Am J Obstet Gynecol. 2011 Oct;205(4):392.e1-7. doi: 10.1016/j.ajog.2011.06.091. Epub 2011 Jun 29.
This study was conducted to document quantitatively the intraperitoneal temperature and desiccation during laparoscopic surgery. The temperature, relative humidity, and flow rate were measured in vitro and during laparoscopic surgery, at the entrance and at the exit of the abdomen. This permitted us to calculate desiccation for various flow rates using either dry CO(2) or CO(2) humidified with 100% relative humidity at any preset temperature between 25 and 37°C. The study showed that desiccation, both in vitro and in vivo, varies as expected with the flow rates and relative humidity while intraperitoneal temperature varies mainly with desiccation.
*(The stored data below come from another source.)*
PR #7739, opened 2022-09-02
Fix beat Service __reduce__ error

AXHMFHNP:
Fix beat Service `__reduce__` error

### DIFF
--- a/t/unit/test_beat.py
+++ b/t/unit/test_beat.py
@@ -1,0 +1,21 @@
+import pickle
+from unittest import mock
+
+from celery.beat import Service
+
+
+class test_Service:
+
+    def test___reduce__(self):
+
+        s1 = Service(mock.sentinel.app,
+                     max_interval=mock.sentinel.max_interval,
+                     schedule_filename=mock.sentinel.schedule_filename,
+                     scheduler_cls=mock.sentinel.scheduler_cls)
+
+        s2 = pickle.loads(pickle.dumps(s1))
+
+        assert s1.app == s2.app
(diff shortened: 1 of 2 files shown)


auvipy (commented):
can you please tell what error you are fixing with this?

AXHMFHNP:
“TypeError: 'Celery' object is not callable” reported at celery beat service start.
```
        debug('beat: Ticking with max interval->%s',
              humanize_seconds(self.scheduler.max_interval))
```
self.scheduler.max_interval -> self.scheduler -> self.get_scheduler() 
```
        return symbol_by_name(self.scheduler_cls, aliases=aliases)(
```
 self.scheduler_cls becomes Celery object due to the inconsistency between the order of `__init__` parameters and the order returned by `__reduce__`

AXHMFHNP:
Done

t/unit/test_beat.py
```diff
@@ -0,0 +1,21 @@
...
+class test_Service:
+
+    def test___reduce__(self):
+
+        s1 = Service(mock.sentinel.app,
+                     max_interval=mock.sentinel.max_interval,
+                     schedule_filename=mock.sentinel.schedule_filename,
+                     scheduler_cls=mock.sentinel.scheduler_cls)
+
+        s2 = pickle.loads(pickle.dumps(s1))
```
auvipy, line 16: why specifically pickle? can we also try json here beside pickle?

auvipy (changes requested):

AXHMFHNP:
The problems that occurred with the old version are not reproduced in the new version.

PR #7744, opened 2022-09-05
Enhancements for task_allow_error_cb_on_chord_header tests and docs

Nusnus:
Added a test to check `task_allow_error_cb_on_chord_header` with an upgraded chord works the same as an explicit chord when the flag is enabled.
Also enhanced the documents about this use case.


thedrow (approved):
LGTM

PR #7782, opened 2022-10-03
pin importlib-metadata>=1.4.0,<5.0

neutronth:
## Description

* Since importlib-metadata has released version 5.0.0 [1] and breaks a backward compatible with throwing error as below,

  ``` ImportError: cannot import name 'Celery' from 'celery' (/usr/local/lib/python3.7/site-packages/celery/__init__.py) ```

---
[1] https://pypi.org/project/importlib-metadata/5.0.0


jaraco:
I'd recommend #7785 instead, as this approach adds tech debt.

PR #7789, opened 2022-10-05
Do not recommend using easy_install anymore

jugmac00:
It has been deprecated since 2019:
https://setuptools.pypa.io/en/latest/history.html#v42-0-0


jugmac00:
The failure is unrelated to this PR, see https://stackoverflow.com/questions/73929564/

Temperature regulation of bowels is specific and drops to the intraperitoneal temperature without affecting core body temperature. With a modified humidifier, desiccation could be eliminated while maintaining the intraperitoneal temperature between 31 to 32°C.
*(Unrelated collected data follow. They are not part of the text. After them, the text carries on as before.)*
Issue #477, opened 2011-09-09
celery/apps/worker calls sys.stdout.isatty() directly


ask:
It should use `celery.utils.isatty(fh)`

Ref http://groups.google.com/group/celery-users/browse_thread/thread/138c30649622cd8c?hl=en_US

PR #7814, opened 2022-10-16
Remove `isatty` wrapper function

Kludex:
This function was added 11 years ago to avoid an issue with Python 2.6.

References: 
- https://groups.google.com/g/celery-users/c/E4wwZJYizYw?hl=en_US
- https://github.com/celery/celery/issues/477

### DIFF
--- a/celery/app/log.py
+++ b/celery/app/log.py
@@ -18,7 +18,6 @@ from celery import signals
 from celery._state import get_current_task
 from celery.exceptions import CDeprecationWarning, CPendingDeprecationWarning
 from celery.local import class_property
-from celery.platforms import isatty
 from celery.utils.log import (ColorFormatter, LoggingProxy, get_logger, get_multiprocessing_logger, mlevel,
                               reset_multiprocessing_logger)
 from celery.utils.nodenames import node_format
@@ -204,7 +203,7 @@ class Logging:
         if colorize or colorize is None:
             # Only use color if there's no active log file
             # and stderr is an actual terminal.
-            return logfile is None and isatty(sys.stderr)
+            return logfile is None and sys.stderr.isatty()
         return colorize
 
     def colored(self, logfile=None, enabled=None):
--- a/celery/apps/worker.py
+++ b/celery/apps/worker.py
@@ -20,7 +20,7 @@ from kombu.utils.encoding import safe_str
 from celery import VERSION_BANNER, platforms, signals
 from celery.app import trace
 from celery.loaders.app import AppLoader
-from celery.platforms import EX_FAILURE, EX_OK, check_privileges, isatty
+from celery.platforms import EX_FAILURE, EX_OK, check_privileges
 from celery.utils import static, term
 from celery.utils.debug import cry
 from celery.utils.imports import qualname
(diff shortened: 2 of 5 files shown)


auvipy (approved):

grembo:
Ok, so I can confirm that celery-worker does not start without stdin being available, which used to work until this change. Not sure if it's a big deal, I do have one user though whose setup does not work because of it. This can be worked around outside of celery, but maybe it would make sense to make that part of the code more resilient again (read: not requiring standard input to determine if the terminal supports images).

Kludex:
@auvipy can you revert this? Sorry.

Kludex:
I think the reason why this change was introduced initially was for Python 2.6, but it worked for other systems.

grembo:
To test the issue from a shell (close stdin, start worker):

```
(exec 0<&-; /usr/local/bin/celery --app myapp worker)
```

auvipy:
I can try to revert this

Kludex:
Thanks.

grembo:
It seems a bit strange to me, that this check

```python
def supports_images():
    return sys.stdin.isatty() and ITERM_PROFILE
```

happens on stdin (maybe it's because the check should work if either stdout or stderr are redirected?).

So instead of the reverting the whole patch, only this specific place could be wrapped in a try/except block and return false in case of attribute error (using the logic of the previous function):

```python
def supports_images():
    try:
        return sys.stdin.isatty() and ITERM_PROFILE
    except AttributeError:
        pass
```

I'm not an expert on celery though, so just sharing my thoughts here.

Thank you for your quick reaction on my initial comment, much appreciated.

Nusnus:
@auvipy Can you please summarize what happened in terms of why this change was introduced, and why it was reverted (+minor modification)?
I’ll use it in the release change log to describe the change eventually.

Nusnus:
Just noticed this 😂
CleanShot 2025-02-13 at 11 53 17

Unfortunately we’re not there yet haha:
CleanShot 2025-02-13 at 11 53 41

grembo:
@nusnus What about just scrolling back on this very issue, e.g., https://github.com/celery/celery/pull/7814#issuecomment-2585771143

Nusnus:
@grembo 
> @Nusnus What about just scrolling back on this very issue, e.g., https://github.com/celery/celery/pull/7814#issuecomment-2585771143

I’d be happy _just_ to scroll up if it would efficiently cross-reference the description with the PR comments of the revert PR and explain concisely what the bottom line was.

Overall, when someone reviews the release change log, it is not expected that they will study all of the change items to understand what happened. Providing the community with a concise and clear description is more efficient and will avoid confusion.
Lastly, as our release is extremely late, I’d appreciate any help in completing the checklists for the release, which include clarifications on each change since v5.4.0.

Nusnus:
@grembo 
> Fix issue that was introduced by accident when removing a workaround, which stopped celery from starting when executed without stdin available.

That’s great actually! Thanks!
Can we TL;DR what was the issue?

grembo:
@Nusnus 
The issue was that the code was written a way that required _stdin_ to exist, even though this isn't always the case, e.g.,  when being started from a service manager.

grembo:
The comment https://github.com/celery/celery/pull/7814#issuecomment-2585829789 demonstrates this:

```
def supports_images():
    return sys.stdin.isatty() and ITERM_PROFILE
```

So as far as I am concerned, the release note line could be:

```
Fix an issue that was introduced by accident when removing a workaround for _sys.stdout.isatty_ on old versions of Python that was not required anymore. This stopped celery from starting when executed without stdin available, as _sys.stdin.isatty_ was used to determine if the terminal supports images without taking into the account the situation in which celery is started without stdin available as it, e.g., can happen when started by a service manager on boot.
```

Nusnus:
Hey @grembo - thanks a ton!
This is great++ !

Really appreciate it 🙏

PR #8939, opened 2024-04-02
TMP TEST 

Nusnus:
!!! DO NOT MERGE !!!

Testing if something works in the CI or not due to using Mac as a local dev machine where it does work.


celery/worker/components.py
```diff
@@ -236,5 +236,33 @@ def create(self, w):
             worker_options=w.options,
             disable_rate_limits=w.disable_rate_limits,
             prefetch_multiplier=w.prefetch_multiplier,
-        )
+            url=w.app.conf.broker_url.split(';')[0]
+        ),
+            self.instantiate(
```
anilaratna2, line 241: registers to event loop

celery/worker/components.py
```diff
@@ -236,5 +236,33 @@ def create(self, w):
...
+                worker_options=w.options,
+                disable_rate_limits=w.disable_rate_limits,
+                prefetch_multiplier=w.prefetch_multiplier,
+                url=w.app.conf.broker_url.split(';')[1]
+            )]
         return c
+
+    def start(self, parent):
+        if self.obj:
+            if isinstance(self.obj, list):
```
anilaratna2, line 261: self.obj == c on line 257

celery/worker/worker.py
```diff
@@ -158,7 +158,7 @@ def on_close(self):
 
     def on_stopped(self):
         self.timer.stop()
-        self.consumer.shutdown()
+        self.consumer[0].shutdown()
```
anilaratna2, line 161: just ot make it compile

celery/worker/components.py
```diff
@@ -222,7 +222,7 @@ def create(self, w):
             prefetch_count = max(w.max_concurrency, 1) * w.prefetch_multiplier
         else:
             prefetch_count = w.concurrency * w.prefetch_multiplier
-        c = w.consumer = self.instantiate(
+        c = w.consumer = [self.instantiate(
```
anilaratna2, line 225: we also discussed maybe to test with consumermixin having 2 consumers with different URLs and then debugging. its not used in a worker but is a smaller case to find race conditions and fix kombu.hub and other components that may be failing eg amqp transport frame

anilaratna2 (commented):
.

PR #8964, opened 2024-04-14
TMP TEST 2

Nusnus:
!!! DO NOT MERGE !!!

Testing if something works in the CI or not due to using Mac as a local dev machine where it does work.


celery/worker/components.py
```diff
@@ -95,6 +95,47 @@ def _patch_thread_primitives(self, w):
...
+        w.hub2 = None
+        super().__init__(w, **kwargs)
+
+    def include_if(self, w):
+        return w.use_eventloop
+
+    def create(self, w):
+        if w.hub2 is None:
+            required_hub = getattr(w._conninfo, 'requires_hub', None)
+            w.hub2 = set_event_loop((
```
Nusnus, line 113: Shouldn’t use the `set_event_loop` because it uses the global. It needs to create a new instance.

Nusnus: It needs to create a hub per consumer (e.g. from `w.consumers`)

Nusnus: Integrate logic into Hub class:
1. If `w.consumer` is NOT none, go as usual.
2. if `w.consumers` is NOT none, apply same logic for each consumer (to get its own hub (loop) instance).

celery/worker/components.py
```diff
@@ -137,7 +178,8 @@ def create(self, w):
         max_restarts = None
         if w.app.conf.worker_pool in GREEN_POOLS:  # pragma: no cover
             warnings.warn(UserWarning(W_POOL_SETTING))
-        threaded = not w.use_eventloop or IS_WINDOWS
```
Nusnus, line 140: `not w.use_eventloop or IS_WINDOWS or app.new_flag is not None`

celery/worker/components.py
```diff
@@ -215,14 +257,16 @@ def create(self, w):
 class Consumer(bootsteps.StartStopStep):
     """Bootstep starting the Consumer blueprint."""
 
+    requires = ('celery.worker.components:Hub2',)
```
Nusnus, line 260: This will not be needed then

celery/worker/components.py
```diff
@@ -215,14 +257,16 @@ def create(self, w):
...
+
     last = True
 
     def create(self, w):
         if w.max_concurrency:
             prefetch_count = max(w.max_concurrency, 1) * w.prefetch_multiplier
         else:
             prefetch_count = w.concurrency * w.prefetch_multiplier
-        c = w.consumer = self.instantiate(
+        c = w.consumer = [self.instantiate(
```
Nusnus, line 269: If new flag True:
1. `w.consumer` = None
2. `w.consumers` = List

Else:
1. `w.consumer` = Normal usage
2. `w.consumers` = None

celery/worker/consumer/consumer.py
```diff
@@ -181,7 +181,8 @@ def __init__(self, on_task_request,
                  pool=None, app=None,
                  timer=None, controller=None, hub=None, amqheartbeat=None,
                  worker_options=None, disable_rate_limits=False,
-                 initial_prefetch_count=2, prefetch_multiplier=1, **kwargs):
+                 initial_prefetch_count=2, prefetch_multiplier=1, url=None, **kwargs):
```
Nusnus, line 184: Add new parameter to allow passing the url directly when instantiating a new Consumer but use None for the default behavior

celery/worker/worker.py
```diff
@@ -158,7 +158,11 @@ def on_close(self):
 
     def on_stopped(self):
         self.timer.stop()
-        self.consumer.shutdown()
+        if isinstance(self.consumer, list):
```
Nusnus, line 161: Instead of adjusting the `w.consumer` to be a list, use the new flag to choose which consumer to act upon

Issue #8997, opened 2024-05-01
celery killing itself?


lewijw:
### Discussed in https://github.com/celery/celery/discussions/8994

<div type='discussions-op-text'>

<sup>Originally posted by **lewijw** April 30, 2024</sup>
I'm running celery in a pod in k8s, and I am seeing a situation where it starts as PID 1, writes the pid file, and seems to crash for some reason.  Then, k8s restarts the process; it starts again as PID 1; but since the pid file has a 1 in it, I am wondering if it is killing itself?   I'm not a python expert, but this code seems to need a comparison of os.getpid() with the contents of the pid file before killing the process.
https://github.com/celery/celery/blob/main/celery/platforms.py#L191</div>

baseplate-admin:
I think this can be closed?

Due to merging of 

- https://github.com/celery/celery/pull/8998

PR #8998, opened 2024-05-02
don't kill if pid same as file (#8997)

lewijw:

## Description

When celery runs in a pod in k8s, it runs as PID 1.  If it crashes, k8s restarts the process but since the pid file has a 1 in it, it kills itself.  With this change, if the pid in the file is the same as the pid of the process, it will not kill the process.


auvipy (changes requested):
this will need some unit tests to avoid any regression

t/unit/utils/test_platforms.py
```diff
@@ -689,6 +689,15 @@ def test_remove_if_stale_no_pidfile(self):
         assert p.remove_if_stale()
         p.remove.assert_called_with()
```
auvipy, line 691: is the change of file permission 100644 → 100755  needed here? or it was done by accident?

auvipy (changes requested):

t/unit/utils/test_platforms.py
lewijw: Mistake corrected.

auvipy (approved):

本研究旨在定量记录腹腔镜手术中的腹腔内温度和干燥情况。我们在体外和腹腔镜手术期间测量了温度、相对湿度和流速,分别在腹部进出口处进行测量。这使我们能够计算在任何预设温度(25 至 37°C 之间)下,使用 100%相对湿度加湿的干燥 CO₂或干燥 CO₂以各种流速时的干燥情况。研究表明,体外和体内的干燥情况均如预期那样随流速和相对湿度变化,而腹腔内温度主要随干燥情况变化。肠道的温度调节是特定的,会降至腹腔内温度而不会影响核心体温。使用改良的加湿器,可以在维持腹腔内温度在 31 至 32°C 之间的同时消除干燥。